Converting 0.1 to binary 64 bit double

Question

I want to convert the decimal number 0.1 to binary 64 bit double. So I do it like that:

$$ 0.1_{10} = 0.00011001100110011001100110011001100110011001100110011001100110... \times 2^0 $$

Represent it in the scientific form:

$$ 1.1001100110011001100110011001100110011001100110011001100110... \times 2^{-4} $$

Now 64 bit IEEE754 float allows 52 bits for mantissa, so I need to round the number to 52 bits.

$$ 1.\underbrace{1001100110011001100110011001100110011001100110011001}_{52 bits}100110... \times 2^{-4} $$

So I have to round to either:

smaller number (truncated)

$$ 1.1001100110011001100110011001100110011001100110011001 $$

larger number (original number plus 1)

$$ 1.1001100110011001100110011001100110011001100110011010 $$

Since the 53 bit is 1, I'm rounding up to the larger number.
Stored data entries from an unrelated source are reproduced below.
PR #11678, opened 2026-04-16
fix(background-services): recover stuck leases from crashed workers

### LINKED ISSUE #11661: Background services have no recovery path for stuck locks
# Background services have no recovery path for stuck locks

`BackgroundServiceRunner` uses a row-level `running = 1` flag on `background_services` as its lock. The flag is set atomically in a single UPDATE when a worker acquires the service, and cleared in `safeReleaseLock()` when the worker finishes — including via a `register_shutdown_function` handler for abnormal exits.

Shutdown handlers do not fire on SIGKILL, OOM kill, container restart, host crash, or DB connection loss before the release can run. When any of those happen mid-execution, the `running = 1` flag persists indefinitely. Every subsequent tick (cron, AJAX, REST) returns `already_running` and skips the service until a human runs `UPDATE background_services SET running = 0 WHERE name = ?` directly against the database.

The current implementation acknowledges this in `safeReleaseLock()`'s docblock — "the stuck lock must be cleared manually or by a separate lock-recovery mechanism" — but no such mechanism exists.

## Why this matters

For a system intended to run unattended, a single OOM event or container restart can permanently disable a background service. There's no alerting for stuck services and no operator-facing tooling to clear one, so failures tend to be noticed only after someone reports a downstream symptom (missing emails, uncreated UUIDs, unreconciled claims).

## Not a viable alternative: MySQL `GET_LOCK()`

Worth calling out so it doesn't get proposed in review: MySQL's named-lock primitive (`GET_LOCK()` / `RELEASE_LOCK()`) is instance-scoped, not database-scoped. On installs where multiple OpenEMR sites share a MySQL server, two sites' `Email_Service` locks would serialize against each other. Namespacing lock names per site is possible but hits the 64-char limit and adds connection-pool footguns. Stick with the row-level flag and fix crash recovery on top of it.

kojiromike:
## Summary

Fixes #11661 — a single OOM event, SIGKILL, or container restart can permanently disable an OpenEMR background service (Email_Service, UUID_Service, phimail, etc.) because the row-level `running = 1` flag never gets cleared when the worker dies before its shutdown handler runs.

Replace the boolean flag with a timestamp-based lease:

- New column `background_services.lock_expires_at` (nullable `DATETIME`). Values are written via MySQL `NOW() + INTERVAL ? MINUTE` under whatever session timezone applies (OpenEMR syncs the MySQL session timezone to `gbl_time_zone` in `interface/globals.php`), so this is **not** guaranteed to be UTC. Liveness comparisons are self-consistent because every read and write uses `NOW()` in the same session.
- Acquire atomically *either* takes a free lock *or* steals an expired lease in a single UPDATE — no race, no separate sweeper cron needed.
- Release clears the lease (and the legacy `running` flag, which is kept for REST API compatibility but is now derived from the lease on read).
- When an expired lease is stolen, a PSR-3 warning is logged so operators get a signal instead of silent self-healing (crashed workers almost always mean an OOM kill worth investigating).
- New `bin/console background:services unlock --name=X` replaces the documented "run UPDATE directly against the database" workaround for the rare case of a genuinely hung service that shouldn't wait out its lease.

Lease duration is computed per-acquire as `max(60, 2×execute_interval)` capped at 24 hours. This gives short-interval services a reasonable recovery window without letting a misconfigured interval make a stuck lock unrecoverable.

## Why not `GET_LOCK()`?

Called out in the issue, but to summarize: MySQL's named-lock primitive is instance-scoped, not database-scoped. On installs where multiple OpenEMR sites share a MySQL server, two sites' `Email_Service` locks would serialize against each other. Namespacing hits the 64-char limit and adds connection-pool footguns.

## Behavior changes

- Admin report at `interface/reports/background_services.php` now renders "Busy" based on the live lease, so stuck locks from crashed workers (which used to report as "Yes" forever) now correctly show "No".
- The in-memory `running == 1` short-circuit in `BackgroundServiceRunner::run()` is removed — it would have bypassed the expired-lease recovery path. `acquireLock()` is now authoritative.

## Migration

Adds one column via `sql/8_1_0-to-8_1_1_upgrade.sql` using the existing `#IfMissingColumn` block. No data migration needed: existing rows start with `lock_expires_at = NULL`, which the new code treats as "free to acquire". An in-flight worker at upgrade time will have `running = 1` but no lease, so the first new-code acquire could theoretically race with it; this is a one-shot upgrade concern only.

## Test plan

- [x] `composer phpunit-isolated -- --filter BackgroundService` — 32 tests pass
- [x] `prek run --files <changed>` — phpcs, phpcbf, phpstan (level 10), rector, composer-require-checker all pass
- [ ] CI: full isolated + services integration suite, including the new `BackgroundServiceRunnerIntegrationTest` which exercises the real SQL path (acquire on fresh row, live-lease blocks, expired-lease steal, release clears timestamp, not-due path)
- [ ] Manual: verify the admin report renders "Busy: No" for a row with `running = 1, lock_expires_at = NULL` (simulates a stuck lock from the old scheme after upgrade)
- [ ] Manual: `bin/console background:services unlock --name=Email_Service` clears the lease

### DIFF
--- a/interface/reports/background_services.php
+++ b/interface/reports/background_services.php
@@ -122,8 +122,15 @@ if (!AclMain::aclCheckCore('admin', 'super')) {
  <tbody>  <!-- added for better print-ability -->
 <?php
 
-$res = sqlStatement("SELECT *, (`next_run` - INTERVAL `execute_interval` MINUTE) as `last_run_start`" .
-  " FROM `background_services` ORDER BY `sort_order`");
+// `is_busy` reflects the live lease rather than the legacy `running` flag
+// so stuck locks from crashed workers render as not-busy (see GH #11661).
+$res = sqlStatement(
+    "SELECT *,"
+    . " (`next_run` - INTERVAL `execute_interval` MINUTE) AS `last_run_start`,"
+    . " (`lock_expires_at` IS NOT NULL AND `lock_expires_at` > NOW()) AS `is_busy`"
+    . " FROM `background_services`"
+    . " ORDER BY `sort_order`"
+);
 while ($row = sqlFetchArray($res)) {
     ?>
   <tr>
@@ -143,7 +150,7 @@ while ($row = sqlFetchArray($res)) {
           <td align='center'><?php echo xlt('Not Applicable'); ?></td>
         <?php } ?>
 
-          <td align='center'><?php echo ($row['running'] > 0) ? xlt("Yes") : xlt("No"); ?></td>
+          <td align='center'><?php echo ($row['is_busy']) ? xlt("Yes") : xlt("No"); ?></td>
 
         <?php if ($row['running'] > -1) { ?>
           <td align='center'><?php echo text(DateFormatterUtils::oeFormatDateTime($row['last_run_start'], "global", true)); ?></td>
--- a/interface/reports/background_services.php
+++ b/interface/reports/background_services.php
@@ -14,6 +14,7 @@ require_once("../globals.php");
 
 use OpenEMR\Common\Acl\AccessDeniedHelper;
 use OpenEMR\Common\Acl\AclMain;
+use OpenEMR\Common\Database\QueryUtils;
 use OpenEMR\Core\Header;
 use OpenEMR\Services\Utils\DateFormatterUtils;
 
@@ -124,14 +125,14 @@ if (!AclMain::aclCheckCore('admin', 'super')) {
 
 // `is_busy` reflects the live lease rather than the legacy `running` flag
 // so stuck locks from crashed workers render as not-busy (see GH #11661).
-$res = sqlStatement(
-    "SELECT *,"
-    . " (`next_run` - INTERVAL `execute_interval` MINUTE) AS `last_run_start`,"
-    . " (`lock_expires_at` IS NOT NULL AND `lock_expires_at` > NOW()) AS `is_busy`"
-    . " FROM `background_services`"
-    . " ORDER BY `sort_order`"
-);
-while ($row = sqlFetchArray($res)) {
+$rows = QueryUtils::fetchRecordsNoLog(<<<'SQL'
+    SELECT *,
+           (`next_run` - INTERVAL `execute_interval` MINUTE) AS `last_run_start`,
+           (`lock_expires_at` IS NOT NULL AND `lock_expires_at` > NOW()) AS `is_busy`
+      FROM `background_services`
+     ORDER BY `sort_order`
+    SQL, []);
+foreach ($rows as $row) {
     ?>
   <tr>
       <td align='center'><?php echo xlt($row['title']); ?></td>
@@ -172,7 +173,7 @@ while ($row = sqlFetchArray($res)) {
 
   </tr>
     <?php
-} // $row = sqlFetchArray($res) while
+} // foreach $rows
 ?>
 </tbody>
 </table>
--- a/sql/8_1_0-to-8_1_1_upgrade.sql
+++ b/sql/8_1_0-to-8_1_1_upgrade.sql
@@ -120,5 +120,5 @@ ALTER TABLE `form_eye_antseg`
 
 #IfMissingColumn background_services lock_expires_at
 ALTER TABLE `background_services`
-  ADD COLUMN `lock_expires_at` datetime DEFAULT NULL COMMENT 'Lease expiration (UTC). Set on acquire, cleared on release. Expired leases are automatically stolen by the next worker.';
+  ADD COLUMN `lock_expires_at` datetime DEFAULT NULL COMMENT 'Lease expiration. Compared with NOW() on acquire, so the stored value uses whatever session timezone is in effect (OpenEMR syncs it to gbl_time_zone). Set on acquire, cleared on release. Expired leases are automatically stolen by the next worker.';
 #EndIf
--- a/sql/8_1_0-to-8_1_1_upgrade.sql
+++ b/sql/8_1_0-to-8_1_1_upgrade.sql
@@ -117,3 +117,8 @@
 ALTER TABLE `form_eye_antseg`
   MODIFY COLUMN OSCONJ text;
 #EndIf
+
+#IfMissingColumn background_services lock_expires_at
+ALTER TABLE `background_services`
+  ADD COLUMN `lock_expires_at` datetime DEFAULT NULL COMMENT 'Lease expiration (UTC). Set on acquire, cleared on release. Expired leases are automatically stolen by the next worker.';
+#EndIf
--- a/sql/database.sql
+++ b/sql/database.sql
@@ -196,7 +196,7 @@ CREATE TABLE `background_services` (
   `function` varchar(127) NOT NULL COMMENT 'name of background service function',
   `require_once` varchar(255) default NULL COMMENT 'include file (if necessary)',
   `sort_order` int(11) NOT NULL default '100' COMMENT 'lower numbers will be run first',
-  `lock_expires_at` datetime DEFAULT NULL COMMENT 'Lease expiration (UTC). Set on acquire, cleared on release. Expired leases are automatically stolen by the next worker.',
+  `lock_expires_at` datetime DEFAULT NULL COMMENT 'Lease expiration. Compared with NOW() on acquire, so the stored value uses whatever session timezone is in effect (OpenEMR syncs it to gbl_time_zone). Set on acquire, cleared on release. Expired leases are automatically stolen by the next worker.',
   PRIMARY KEY  (`name`)
 ) ENGINE=InnoDB;
 
--- a/sql/database.sql
+++ b/sql/database.sql
@@ -196,6 +196,7 @@ CREATE TABLE `background_services` (
   `function` varchar(127) NOT NULL COMMENT 'name of background service function',
   `require_once` varchar(255) default NULL COMMENT 'include file (if necessary)',
   `sort_order` int(11) NOT NULL default '100' COMMENT 'lower numbers will be run first',
+  `lock_expires_at` datetime DEFAULT NULL COMMENT 'Lease expiration (UTC). Set on acquire, cleared on release. Expired leases are automatically stolen by the next worker.',
   PRIMARY KEY  (`name`)
 ) ENGINE=InnoDB;
 
--- a/src/Common/Command/BackgroundServicesCommand.php
+++ b/src/Common/Command/BackgroundServicesCommand.php
@@ -40,11 +40,11 @@ class BackgroundServicesCommand extends Command implements IGlobalsAware
     {
         $this
             ->setName('background:services')
-            ->setDescription('List, run, or generate crontab entries for background services')
+            ->setDescription('List, run, unlock, or generate crontab entries for background services')
             ->setDefinition(
                 new InputDefinition([
-                    new InputArgument('action', InputArgument::REQUIRED, 'Action to perform: list, run, or crontab'),
-                    new InputOption('name', null, InputOption::VALUE_REQUIRED, 'Service name (required for "run")'),
+                    new InputArgument('action', InputArgument::REQUIRED, 'Action to perform: list, run, unlock, or crontab'),
+                    new InputOption('name', null, InputOption::VALUE_REQUIRED, 'Service name (required for "run" and "unlock")'),
                     new InputOption('force', 'f', InputOption::VALUE_NONE, 'Bypass interval check (for "run")'),
                     new InputOption('php', null, InputOption::VALUE_REQUIRED, 'PHP binary path (for "crontab")', PHP_BINARY),
                 ])
@@ -64,6 +64,7 @@ class BackgroundServicesCommand extends Command implements IGlobalsAware
         return match ($action) {
             'list' => $this->handleList($io),
             'run' => $this->handleRun($input, $io),
+            'unlock' => $this->handleUnlock($input, $io),
             'crontab' => $this->handleCrontab($input, $io),
             default => $this->handleUnknownAction($action, $io),
         };
@@ -170,10 +171,60 @@ class BackgroundServicesCommand extends Command implements IGlobalsAware
         return Command::SUCCESS;
     }
 
+    /**
+     * Clear a service's lease unconditionally.
+     *
+     * Normally not needed — crashed workers' leases expire and are stolen
+     * automatically on the next tick. Use this when a service is genuinely
+     * hung mid-run and an operator has verified it is not making progress
+     * but doesn't want to wait out the lease (see GH #11661).
+     */
+    private function handleUnlock(InputInterface $input, SymfonyStyle $io): int
+    {
+        $name = $input->getOption('name');
+        if (!is_string($name) || $name === '') {
+            $io->error('The --name option is required for the "unlock" action.');
+            return Command::FAILURE;
+        }
+
+        $affected = $this->clearLease($name);
+
+        if ($affected === 0) {
+            $io->error("Service '{$name}' not found.");
+            return Command::FAILURE;
+        }
+
+        $io->success("Lease cleared for service '{$name}'.");
+        return Command::SUCCESS;
+    }
+
     private function handleUnknownAction(string $action, SymfonyStyle $io): int
     {
-        $io->error("Unknown action '{$action}'. Valid actions: list, run, crontab");
+        $io->error("Unknown action '{$action}'. Valid actions: list, run, unlock, crontab");
         return Command::FAILURE;
+    }
+
+    /**
+     * Clear the lease (and legacy running flag) for a service.
+     *
+     * Returns the number of rows affected (0 when the service does not
+     * exist, 1 when the lease was cleared).
+     */
+    protected function clearLease(string $name): int
+    {
+        QueryUtils::sqlStatementThrowException(
+            'UPDATE `background_services` SET `running` = 0, `lock_expires_at` = NULL WHERE `name` = ?',
+            [$name],
+            true,
+        );
+        // affectedRows() on a no-op UPDATE (e.g. already null/0) returns 0,
+        // which we want: it distinguishes a missing service from a live clear.
+        // Use a separate existence check so "already clear" still reports success.
+        $exists = QueryUtils::fetchRecordsNoLog(
+            'SELECT 1 FROM `background_services` WHERE `name` = ? LIMIT 1',
+            [$name],
+        );
+        return $exists === [] ? 0 : 1;
     }
 
     /**
--- a/src/Common/Command/BackgroundServicesCommand.php
+++ b/src/Common/Command/BackgroundServicesCommand.php
@@ -205,10 +205,12 @@ class BackgroundServicesCommand extends Command implements IGlobalsAware
     }
 
     /**
-     * Clear the lease (and legacy running flag) for a service.
+     * Clear the lease (and legacy running flag) for a service. The UPDATE
+     * is executed unconditionally; callers that need to distinguish "already
+     * clear" from "actively cleared" should check lock state beforehand.
      *
-     * Returns the number of rows affected (0 when the service does not
-     * exist, 1 when the lease was cleared).
+     * Returns 1 when the service exists (lease is now clear either way) or
+     * 0 when no service with that name exists.
      */
     protected function clearLease(string $name): int
     {
--- a/src/Common/Command/BackgroundServicesCommand.php
+++ b/src/Common/Command/BackgroundServicesCommand.php
@@ -17,7 +17,7 @@ declare(strict_types=1);
 namespace OpenEMR\Common\Command;
 
 use OpenEMR\Common\Database\QueryUtils;
-use OpenEMR\Common\Database\TableTypes;
+use OpenEMR\Services\Background\BackgroundServiceDefinition;
 use OpenEMR\Services\Background\BackgroundServiceRunner;
 use OpenEMR\Services\IGlobalsAware;
 use OpenEMR\Services\Trait\GlobalInterfaceTrait;
@@ -30,7 +30,7 @@ use Symfony\Component\Console\Output\OutputInterface;
 use Symfony\Component\Console\Style\SymfonyStyle;
 
 /**
- * @phpstan-import-type BackgroundServicesRow from TableTypes
+ * @phpstan-import-type BackgroundServicesQueryRow from BackgroundServiceDefinition
  */
 class BackgroundServicesCommand extends Command implements IGlobalsAware
 {
@@ -85,7 +85,10 @@ class BackgroundServicesCommand extends Command implements IGlobalsAware
                 $s['name'],
                 $s['title'],
                 (int) $s['active'] !== 0 ? 'yes' : 'no',
-                (int) $s['running'] === 1 ? 'yes' : 'no',
+                // Prefer the SQL-computed liveness flag over the legacy
+                // `running` column so stuck locks from crashed workers
+                // don't display as "yes" indefinitely.
+                (int) ($s['lease_is_live'] ?? $s['running']) === 1 ? 'yes' : 'no',
                 $this->formatInterval((int) $s['execute_interval']),
                 $s['next_run'],
             ], $services),
@@ -230,25 +233,34 @@ class BackgroundServicesCommand extends Command implements IGlobalsAware
     }
 
     /**
-     * @return list<BackgroundServicesRow>
+     * SQL-computed liveness flag (`lease_is_live`) is selected alongside
+     * the row so display/listing uses the same clock as acquireLock().
+     */
+    private const SELECT_WITH_LEASE_LIVE =
+        'SELECT background_services.*,'
+        . ' (lock_expires_at IS NOT NULL AND lock_expires_at > NOW()) AS lease_is_live'
+        . ' FROM background_services';
+
+    /**
+     * @return list<BackgroundServicesQueryRow>
      */
     protected function fetchServices(): array
     {
-        /** @var list<BackgroundServicesRow> */
+        /** @var list<BackgroundServicesQueryRow> */
         return QueryUtils::fetchRecordsNoLog(
-            'SELECT * FROM background_services ORDER BY sort_order',
+            self::SELECT_WITH_LEASE_LIVE . ' ORDER BY sort_order',
             [],
         );
     }
 
     /**
-     * @return list<BackgroundServicesRow>
+     * @return list<BackgroundServicesQueryRow>
      */
     protected function fetchActiveServices(): array
     {
-        /** @var list<BackgroundServicesRow> */
+        /** @var list<BackgroundServicesQueryRow> */
         return QueryUtils::fetchRecordsNoLog(
-            'SELECT * FROM background_services WHERE active = 1 AND execute_interval > 0 ORDER BY sort_order',
+            self::SELECT_WITH_LEASE_LIVE . ' WHERE active = 1 AND execute_interval > 0 ORDER BY sort_order',
             [],
         );
     }
--- a/src/Common/Command/BackgroundServicesCommand.php
+++ b/src/Common/Command/BackgroundServicesCommand.php
@@ -222,9 +222,11 @@ class BackgroundServicesCommand extends Command implements IGlobalsAware
             [$name],
             true,
         );
-        // affectedRows() on a no-op UPDATE (e.g. already null/0) returns 0,
-        // which we want: it distinguishes a missing service from a live clear.
-        // Use a separate existence check so "already clear" still reports success.
+        // The UPDATE runs unconditionally; its affected-row count would
+        // report 0 for "already clear" and 1 for "actively cleared",
+        // which is a distinction the caller doesn't care about. A
+        // dedicated existence check lets us report "not found" vs
+        // "service exists (lease is clear either way)".
         $exists = QueryUtils::fetchRecordsNoLog(
             'SELECT 1 FROM `background_services` WHERE `name` = ? LIMIT 1',
             [$name],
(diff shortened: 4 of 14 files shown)


src/Services/Background/BackgroundServiceRunner.php
```diff
@@ -145,71 +180,133 @@ protected function getServices(?string $serviceName, bool $force): array
...
-        if ($row === false) {
+        // Distinguish why we failed: lease still live, or just not yet due?
+        $currentExpiry = $this->readLeaseExpiry($service['name']);
+        if ($currentExpiry === false) {
             return 'error';
         }
-
-        if (($row['running'] ?? '0') === '1') {
+        if ($currentExpiry !== null) {
             return 'already_running';
```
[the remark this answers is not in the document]
kojiromike: Good catch, this was a real bug. Fixed in c109b0c — the failure-reason branch now checks `lock_expires_at > NOW()` in SQL, so an expired timestamp can't mask `not_due`. Added a regression test (`testAcquireReportsNotDueEvenWhenExpiredLeasePresent`).

sql/database.sql
```diff
@@ -196,6 +196,7 @@ CREATE TABLE `background_services` (
   `function` varchar(127) NOT NULL COMMENT 'name of background service function',
   `require_once` varchar(255) default NULL COMMENT 'include file (if necessary)',
   `sort_order` int(11) NOT NULL default '100' COMMENT 'lower numbers will be run first',
+  `lock_expires_at` datetime DEFAULT NULL COMMENT 'Lease expiration (UTC). Set on acquire, cleared on release. Expired leases are automatically stolen by the next worker.',
```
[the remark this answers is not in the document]
kojiromike: You're right about the timezone. `interface/globals.php:525` sets `SET time_zone = ?` to the PHP-configured timezone (`gbl_time_zone`), so `NOW()` returns session-local time, not UTC. Updated the comment in c109b0c to drop the UTC claim. No correctness issue — all lease comparisons use `NOW()` under the same session, so they're self-consistent whatever timezone applies.

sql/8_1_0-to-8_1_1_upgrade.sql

So I have mantissa part ready. Then I'm calculating biased exponent (11 bits for the exponent):

$$ 2^{11-1} -1 = 1023\\ 1023-4=1019\\ 1019_{10} = 1111111011_2 $$

So the final representation should be: $$ \underbrace{0}_{sign}\underbrace{01111111011}_{exponent}\underbrace{1001100110011001100110011001100110011001100110011010}_{mantissa} $$

Is this correct?

Answer 1

Short C code:

double x = 0.1;
long long n = *(long long*)&x;
printf("%llX",n);

Gives 3FB999999999999A, which is equivalent to:

0011 1111 1011 1001 1001 1001 1001 1001 1001 1001 1001 1001 1001 1001 1001 1010

For the record, due to the strict aliasing rule, I cannot recommend this programming method.